Nairobi County residents continue to endure biting water shortages, with some estates having gone for more than six months without tap water.
Despite the start of the long rains this month, the situation has not improved and residents are forced to dig deep into their pockets to buy water from vendors.
A water-rationing programme that began in January 2017 is in its third year.
Some of the worst-affected estates are Lang'ata, Umoja, Githurai 44 and Zimmerman.
Mr Martin Njoroge, a Zimmerman resident, said that a severe water shortage has persisted for the past three months and the situation was getting worse.
DEPEND ON VENDORS
Residents get tap water for a few hours a week, he said, forcing them to depend on vendors, who charge as high as Sh50 per 20-litre container.
He said the number of water-vending trucks had risen, raising suspicion that some water company managers may be deliberately causing shortages to gain from selling water.
"It is not clear why we have a shortage yet there has been rain lately. The situation is worse than when City Hall initially announced that there would be water rationing," he said.
The situation is the same in Githurai 44, where residents get tap water on Tuesdays and Thursdays for about 20 minutes each day.

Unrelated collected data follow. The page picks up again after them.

PR #1680, opened 2025-06-23
Potential Bug in Contact Constraint Manager

nicholaszollinger:
The penetration depth calculation in `ContactConstraintsManager::GetContactsFromCache()` was using the first relative contact points for each iteration of the loop.


nicholaszollinger:
Awesome, glad to help!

Resident Nancy Njeri complained that the shortage has persisted for three months.
"Last week they let the water run for only 20 minutes at low pressure. This cannot even fill three jerrycans and yet we have clothes and children to wash and we also have to cook," she said.
In Umoja II, residents said they had complained to authorities but nothing has been done.

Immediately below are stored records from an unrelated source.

PR #1692, opened 2025-07-07
Tumble-Lock Pattern

JKurzer:
Hey JRouwe!

This is a very very small change but can significantly improve performance in certain high contention situations. Because many of our locks are very very short-lived, this "tumble lock" pattern where you spin 2-3 times before actually locking can save milliseconds of lost CPU time as well as prevent some nasty cache thrash.

I suspect there's a more beautiful way to implement it, that's more idiomatic with jolt's style. Let me know if you have a way you'd _prefer_ to see this done, and I'll revise to fit. Sorry to propose this against master, I'll swap it to your preferred branch once it's revised to spec.

--J

### DIFF
--- a/Jolt/Physics/PhysicsLock.h
+++ b/Jolt/Physics/PhysicsLock.h
@@ -54,7 +54,13 @@ public:
 	static inline void			sLock(LockType &inMutex JPH_IF_ENABLE_ASSERTS(, PhysicsLockContext inContext, EPhysicsLockTypes inType))
 	{
 		JPH_IF_ENABLE_ASSERTS(sCheckLock(inContext, inType);)
-		inMutex.lock();
+		if (!inMutex.try_lock()) //sleeping against a lock is the most expensive possible operation.
+		{
+			if (!inMutex.try_lock()) //so we spin twice first.
+			{
+				inMutex.lock(); //that might sound random, but actually, most locks are supremely ephemeral.
+			}
+		}
 	}
 
 	template <class LockType>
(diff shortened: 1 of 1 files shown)


JKurzer:
It is primarily an issue at extremely high object counts. Profile and
assert are disabled, but I will double check. I'll also gather some
metrics.

The locks should be invisible most of the time. I'm using body counts in
the 10k+ range.

That said, this is strictly better than a pure lock, on almost all
platforms. I don't have a full set of dev kits at the moment, so if you
wanted to run a bench on PS5, that might be informative.

jrouwe:
We usually have 100K+ bodies in the scene, so my guess is that it's something particular you're doing. In general, `PhysicsSystem::Update` locks all mutexes at the start and unlocks them at the end so within the update there should be no contention. The only contention I can think of can come from doing collision checks while inserting/removing bodies from different threads. Or different threads inserting/removing bodies at the same time.

JKurzer:
That's genuinely worrisome. I'll take a pass over the examples and see if
I've done something boneheaded. It seems likely.

nanokatze:
Most platforms' mutexes already do this kind of optimization internally

jrouwe:
Before including this I would prefer to see for myself that this actually improves performance, if possible in the Samples app (in an existing scene or a new one). Also I would still like to know what the callstacks are of the things that are producing contention for you.

JKurzer:
> ?

Been a bit busy and had a couple family things come up, but we should be circling back and providing either test evidence or closing this PR soon-ISH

"We have been getting water only for two days per week, in trickles, yet the water company still levies the standing charge of Sh400 per month whether the water comes or not," said resident Mary Mbatha. "There is also a penalty of Sh1,000 if you fail to pay the charge on time".
The situation is worse in Lang'ata as the county can only supply 30 percent of the water needs of residents.
RATIONING TO CONTINUE
Nairobi City Water and Sewerage Company (NCWSC) acting Managing Director Nahashon Muguna said water rationing will continue as the gap between demand and supply is still huge.
But he said things are not as bad as some consumers claim.
NCWSC produces a maximum of 526,000 cubic metres of water daily against demand of 790,000 cubic metres, he said.
Demand is estimated to increase by 20,000 cubic metres per year, he said, adding that the agency has harvested only 500,000 cubic metres since the rain started. "The estates have been getting water, but some residents expect to get it every day, which is not possible as we have to ration. Even after completion of the Northern Collector Tunnel the shortage will still continue," he said.
He rejected claims that residents were being charged even when they did not receive any water, saying that the only mandatory charge they impose is a disconnection fee of Sh1,000.